Besides Denmark, two other Nordic states exhibited persistent structural changes in males, namely Sweden in 1988 and Norway in 1990. Possibly also in these countries, improved medical care may have contributed to the more rapid decline in mortality. For instance in Sweden, expensive medical treatments such as dialysis and coronary by-pass grafting were applied much more often at the end of the 1980, while this was restricted to younger persons due to informal age limits in the medical system before (Broomé et al. 1994). Due to rapidly growing revenues from the oil sector since the 1970s, Norway became one of the richest countries in the world and exhibited the highest growth rate in per capita health spending among all OECD countries between 1990 and 2001 potentially enabling the more rapid decline in mortality (Johnsen and Bankauskaite 2006). Further research should test the potential impact of improved medical care in these two countries in more detail.
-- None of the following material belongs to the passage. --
PR #2111, opened 2018-07-02
Remove value from the Image repr

mwcraig:
Right now `Image.__repr__` includes the value of the image...which bring my browser to a crashing halt for large images.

The fact that we detected no structural changes in female mortality trends corresponds with studies showing that smoking was less relevant for mortality trends in the past, since females took up smoking much later in time and to a lesser extent (Thun et al. 2012). However, the rapidly increasing lung-cancer death rates in women should be seen as warning that the stable mortality decline in females should not be taken for granted and that periods with temporary slower improvements are possible.

Conclusion

The impact of the tobacco epidemic explains the frequent occurrence of structural changes in the time index of the LC model in men to a large extent. Thus, uncovering the underlying reasons of structural changes in the decline of mortality is feasible and should become a standard procedure before mortality projections are obtained. To identify further determinants of the observed breakpoints in mortality series, the impact of health-care policies and innovations in medical treatments on mortality trends should be taken into account more carefully.